Paper Session 8: Signal Processing II
Alexandre Francois: “Real-Time, Low-Latency, High Resolution Audio Spectral Analysis: Phase Matters”
Robert Esler: “Pd++: A C++ Library of Pure Data’s DSP Objects”
Pd++ is a real-time C++ audio synthesis library that implements Pure Data’s DSP (digital signal processing) objects as C++ classes, making it usable with object-oriented programming languages like C++, Java, or C#. The library has been designed to follow similar logic and naming conventions of Pure Data. It includes bindings for Java which allows the library to work with the Processing development environment and C# providing a native code interface to the Unity game engine. Pd++ has also been extensively tested on all major operating systems including iOS and Android, single board CPUs like the Raspberry Pi, as well as C++ based Application Programming Inter- faces (APIs) such as Unreal Engine, Wwise, JUCE and FMOD. In this article the author presents how the library works in design, practice and philosophy, its perceived workflow as a design and educational tool, as well as future developments for Pd++.
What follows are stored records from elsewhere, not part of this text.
PR #993, opened 2017-09-27
Websocket timeout

aaithal:
### Summary

Implements some websocket connection management improvements. 

### Implementation details

1. Set read and write deadlines for websocket ReadMessage and
    WriteMessage operations. This is to ensure that these methods
    do not hang and result in io timeout if there's issues with
    the connection
2. Reduce the scope of the lock in the Connect() method. The
    lock was being held for the length of Connect() method, which
    meant that it wouldn't be relnquished if there was any delay
    in establishing the connection. The scope of the lock has now
    been reduced to just accessing the cs.conn variable
3. Start ACS heartbeat timer after the connection has been
    established. The timer was being started before a call to
    Connect, which meant that the connection could be prematurely
    terminated for being idle if there was a delay in establishing
    the connection

### Testing

- [x] Manual tests
  - [x] Reconnects to ACS and TCS work as expected when ACS/TCS initiate disconnect
  - [x] Reconnects to ACS and TCS work as expected when Agent initiates disconnect

Covered in changelog.md

### Licensing

### DIFF
--- a/agent/acs/client/acs_client.go
+++ b/agent/acs/client/acs_client.go
@@ -20,14 +20,13 @@ package acsclient
 
 import (
 	"errors"
+	"time"
 
 	"github.com/aws/amazon-ecs-agent/agent/config"
-	"github.com/aws/amazon-ecs-agent/agent/logger"
 	"github.com/aws/amazon-ecs-agent/agent/wsclient"
 	"github.com/aws/aws-sdk-go/aws/credentials"
+	"github.com/cihub/seelog"
 )
-
-var log = logger.ForModule("acs client")
 
 // clientServer implements ClientServer for acs.
 type clientServer struct {
@@ -37,7 +36,7 @@ type clientServer struct {
 // New returns a client/server to bidirectionally communicate with ACS
 // The returned struct should have both 'Connect' and 'Serve' called upon it
 // before being used.
-func New(url string, cfg *config.Config, credentialProvider *credentials.Credentials) wsclient.ClientServer {
+func New(url string, cfg *config.Config, credentialProvider *credentials.Credentials, rwTimeout time.Duration) wsclient.ClientServer {
 	cs := &clientServer{}
 	cs.URL = url
 	cs.CredentialProvider = credentialProvider
@@ -45,6 +44,7 @@ func New(url string, cfg *config.Config, credentialProvider *credentials.Credent
 	cs.ServiceError = &acsError{}
 	cs.RequestHandlers = make(map[string]wsclient.RequestHandler)
 	cs.TypeDecoder = NewACSDecoder()
+	cs.RWTimeout = rwTimeout
 	return cs
 }
 
@@ -52,9 +52,9 @@ func New(url string, cfg *config.Config, credentialProvider *credentials.Credent
 // AddRequestHandler). All request handlers should be added prior to making this
 // call as unhandled requests will be discarded.
 func (cs *clientServer) Serve() error {
-	log.Debug("Starting websocket poll loop")
+	seelog.Debug("ACS client starting websocket poll loop")
 	if !cs.IsReady() {
-		return errors.New("Websocket not ready for connections")
+		return errors.New("acs client: websocket not ready for connections")
 	}
 	return cs.ConsumeMessages()
 }
--- a/agent/acs/handler/acs_handler.go
+++ b/agent/acs/handler/acs_handler.go
@@ -246,19 +246,13 @@ func (acsSession *session) startSessionOnce() error {
 	client := acsSession.resources.createACSClient(url, acsSession.agentConfig)
 	defer client.Close()
 
-	// Start inactivity timer for closing the connection
-	timer := newDisconnectionTimer(client, acsSession.heartbeatTimeout(), acsSession.heartbeatJitter())
-	defer timer.Stop()
-
-	return acsSession.startACSSession(client, timer)
+	return acsSession.startACSSession(client)
 }
 
 // startACSSession starts a session with ACS. It adds request handlers for various
 // kinds of messages expected from ACS. It returns on server disconnection or when
 // the context is cancelled
-func (acsSession *session) startACSSession(client wsclient.ClientServer, timer ttime.Timer) error {
-	// Any message from the server resets the disconnect timeout
-	client.SetAnyRequestHandler(anyMessageHandler(timer))
+func (acsSession *session) startACSSession(client wsclient.ClientServer) error {
 	cfg := acsSession.agentConfig
 
 	refreshCredsHandler := newRefreshCredentialsHandler(acsSession.ctx, cfg.Cluster, acsSession.containerInstanceARN,
@@ -313,6 +307,11 @@ func (acsSession *session) startACSSession(client wsclient.ClientServer, timer t
 		return err
 	}
 	seelog.Info("Connected to ACS endpoint")
+	// Start inactivity timer for closing the connection
+	timer := newDisconnectionTimer(client, acsSession.heartbeatTimeout(), acsSession.heartbeatJitter())
+	// Any message from the server resets the disconnect timeout
+	client.SetAnyRequestHandler(anyMessageHandler(timer, client))
+	defer timer.Stop()
 
 	acsSession.resources.connectedToACS()
 
@@ -377,7 +376,7 @@ func (acsSession *session) heartbeatJitter() time.Duration {
 
 // createACSClient creates the ACS Client using the specified URL
 func (acsResources *acsSessionResources) createACSClient(url string, cfg *config.Config) wsclient.ClientServer {
-	return acsclient.New(url, cfg, acsResources.credentialsProvider)
+	return acsclient.New(url, cfg, acsResources.credentialsProvider, heartbeatTimeout+heartbeatJitter)
 }
 
 // connectedToACS records a successful connection to ACS
@@ -424,9 +423,8 @@ func acsWsURL(endpoint, cluster, containerInstanceArn string, taskEngine engine.
 func newDisconnectionTimer(client wsclient.ClientServer, timeout time.Duration, jitter time.Duration) ttime.Timer {
 	timer := time.AfterFunc(utils.AddJitter(timeout, jitter), func() {
 		seelog.Warn("ACS Connection hasn't had any activity for too long; closing connection")
-		closeErr := client.Close()
-		if closeErr != nil {
-			seelog.Warnf("Error disconnecting: %v", closeErr)
+		if err := client.Close(); err != nil {
+			seelog.Warnf("Error disconnecting: %v", err)
 		}
 	})
 
@@ -435,9 +433,15 @@ func newDisconnectionTimer(client wsclient.ClientServer, timeout time.Duration, 
 
 // anyMessageHandler handles any server message. Any server message means the
 // connection is active and thus the heartbeat disconnect should not occur
-func anyMessageHandler(timer ttime.Timer) func(interface{}) {
+func anyMessageHandler(timer ttime.Timer, client wsclient.ClientServer) func(interface{}) {
 	return func(interface{}) {
-		seelog.Debug("ACS activity occured")
+		seelog.Debug("ACS activity occurred")
+		// Reset read deadline as there's activity on the channel
+		if err := client.SetReadDeadline(time.Now().Add(heartbeatTimeout + heartbeatJitter)); err != nil {
+			seelog.Warn("Unable to extend read deadline for ACS connection: %v", err)
+		}
+
+		// Reset heearbeat timer
 		timer.Reset(utils.AddJitter(heartbeatTimeout, heartbeatJitter))
 	}
 }
--- a/agent/acs/handler/acs_handler.go
+++ b/agent/acs/handler/acs_handler.go
@@ -48,6 +48,9 @@ const (
 	// without disconnecting
 	heartbeatTimeout = 1 * time.Minute
 	heartbeatJitter  = 1 * time.Minute
+	// wsRWTimeout is the duration of read and write deadline for the
+	// websocket connection
+	wsRWTimeout = 2*heartbeatTimeout + heartbeatJitter
 
 	inactiveInstanceReconnectDelay = 1 * time.Hour
 
@@ -376,7 +379,7 @@ func (acsSession *session) heartbeatJitter() time.Duration {
 
 // createACSClient creates the ACS Client using the specified URL
 func (acsResources *acsSessionResources) createACSClient(url string, cfg *config.Config) wsclient.ClientServer {
-	return acsclient.New(url, cfg, acsResources.credentialsProvider, heartbeatTimeout+heartbeatJitter)
+	return acsclient.New(url, cfg, acsResources.credentialsProvider, wsRWTimeout)
 }
 
 // connectedToACS records a successful connection to ACS
@@ -437,11 +440,11 @@ func anyMessageHandler(timer ttime.Timer, client wsclient.ClientServer) func(int
 	return func(interface{}) {
 		seelog.Debug("ACS activity occurred")
 		// Reset read deadline as there's activity on the channel
-		if err := client.SetReadDeadline(time.Now().Add(heartbeatTimeout + heartbeatJitter)); err != nil {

Tian Cheng, Tomoyasu Nakano and Masataka Goto: “Exploring Masked CE Losses to Enhance Word Offset Estimation in CTC-based Lyrics-to-Audio Alignment”
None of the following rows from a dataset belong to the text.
PR #996, opened 2017-09-28
engine/dockerclient: Add new DockerClient version support

sharanyad:
### Summary
Add new Docker API version 1.25 support

### Implementation details
Added 1.25 to supported agent version for init flag support.

### Testing

New tests cover the changes: 

Support for Docker Client version 1.25

### Licensing

### DIFF
--- a/CHANGELOG.md
+++ b/CHANGELOG.md
@@ -3,7 +3,9 @@
 ## UNRELEASED
 * Feature - Support for provisioning Tasks with ENIs
 * Bug - Fixed a bug where unsupported Docker API client versions could be registered
-[#1014](https://github.com/aws/amazon-ecs-agent/pull/1014)
+  [#1014](https://github.com/aws/amazon-ecs-agent/pull/1014)
+* Enhancement - Support `init` process in containers by adding support for Docker remote API client version 1.25
+  [#996](https://github.com/aws/amazon-ecs-agent/pull/996)
 
 ## 1.14.5
 * Enhancement - Retry failed container image pull operations [#975](https://github.com/aws/amazon-ecs-agent/pull/975)
--- a/agent/engine/dockerclient/versionsupport_unix.go
+++ b/agent/engine/dockerclient/versionsupport_unix.go
@@ -38,6 +38,7 @@ func getAgentVersions() []DockerVersion {
 		Version_1_22,
 		Version_1_23,
 		Version_1_24,
+		Version_1_25,
 	}
 }
 


agent/app/agent_capability.go
```diff
@@ -63,7 +66,12 @@ func (agent *ecsAgent) capabilities() []*ecs.Attribute {
 	// Determine API versions to report as supported. Supported versions are also used for capability-enablement, except
 	// logging drivers.
 	for _, version := range agent.dockerClient.SupportedVersions() {
-		capabilities = appendNameOnlyAttribute(capabilities, capabilityPrefix+"docker-remote-api."+string(version))
+		dockerVersion, _ := strconv.ParseFloat(string(version), 64)
+		if dockerVersion >= dockerVersionUsingNewCapabilityPrefix {
```
samuelkarp: Why are we doing this?

agent/app/agent_capability.go
```diff
@@ -63,7 +66,12 @@ func (agent *ecsAgent) capabilities() []*ecs.Attribute {
 	// Determine API versions to report as supported. Supported versions are also used for capability-enablement, except
 	// logging drivers.
 	for _, version := range agent.dockerClient.SupportedVersions() {
-		capabilities = appendNameOnlyAttribute(capabilities, capabilityPrefix+"docker-remote-api."+string(version))
+		dockerVersion, _ := strconv.ParseFloat(string(version), 64)
```
samuelkarp: We should probably not parse this as a float.  1.2 is not greater than 1.11.

agent/app/agent_capability.go
sharanyad: I believe the new agent capabilities have the "ecs.capability" prefix. Shouldn't we maintain the same for new remote api versions too?

agent/app/agent_capability.go
sharanyad: aah yes, will change it.

agent/app/agent_capability.go
samuelkarp: I think we should leave all the api version capabilities consistent with each other.

samuelkarp:
Have you verified that the vendored copy of go-dockerclient has all known fields for API version 1.25 in the `Config` and `HostConfig` structs?

sharanyad:
Yes, it does have all the fields in `Config` and `HostConfig`.

agent/app/agent_capability.go
```diff
@@ -63,7 +64,11 @@ func (agent *ecsAgent) capabilities() []*ecs.Attribute {
 	// Determine API versions to report as supported. Supported versions are also used for capability-enablement, except
 	// logging drivers.
 	for _, version := range agent.dockerClient.SupportedVersions() {
-		capabilities = appendNameOnlyAttribute(capabilities, capabilityPrefix+"docker-remote-api."+string(version))
+		if dockerLegacyCapabilityPrefix[string(version)] {
```
petderek: This feels like it will be confusing from an administrative perspective. Can we insist that we keep all docker version capabilities using the old style for attributes?

sharanyad:
Revert back to using old capability prefix for Docker remote API versions to maintain uniformity.

aaithal:
@sharanyad doesn't this also need an update to the go-dockerclient lib? If so, please mention that in your PR so that this gets merged only after https://github.com/aws/amazon-ecs-agent/pull/987.

sharanyad:
@aaithal Thanks for bringing it up. Yes, this does depend on https://github.com/aws/amazon-ecs-agent/pull/987

CHANGELOG.md
```diff
@@ -2,6 +2,7 @@
 
 ## UNRELEASED
 * Feature - Support for provisioning Tasks with ENIs
+* Enhancement - Add support for Docker remote API client version 1.25 [#996](https://github.com/aws/amazon-ecs-agent/pull/996)
```
aaithal: Can you reword this make this message more relevant to customers? Something like:

* Feature - Support running init process in containers by adding support for Docker remote API client version 1.25 [#996](https://github.com/aws/amazon-ecs-agent/pull/996)

sharanyad:
Fixed issue https://github.com/aws/amazon-ecs-agent/issues/1010 that was a blocker for this PR.

PR #998, opened 2017-09-29
Don't log websocket messages if there are errors.

jhaynes:
The messages that come over the websockets can potentially contain sensitive
information that shouldn't be put in logs. Separately, if reading the message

Lyrics-to-audio alignment is an important task for real-world applications such as karaoke systems. Despite alignment performance improved with the release of large datasets and the utility of advanced deep learning models, accurate word offset estimation remains challenging. To address this problem, we extend our previously proposed masked cross-entropy (CE) loss by proposing new masks to enforce model predictions at masked frames with frame-wise phoneme labels derived from word-level annotations. We train a Convolutional Recurrent Neural Network (CRNN) by using both the masked CE loss and the Connectionist Temporal Classification (CTC) loss. By comparing the results obtained by using different masks in the masked CE loss, we find that word offset estimation performance is improved by using masks which cover all silent frames. In addition, we find that masks on word onset frames are essential for improving word onset estimation performance. We achieve comparable word onset estimation results and provide benchmark word offset estimation results for future research.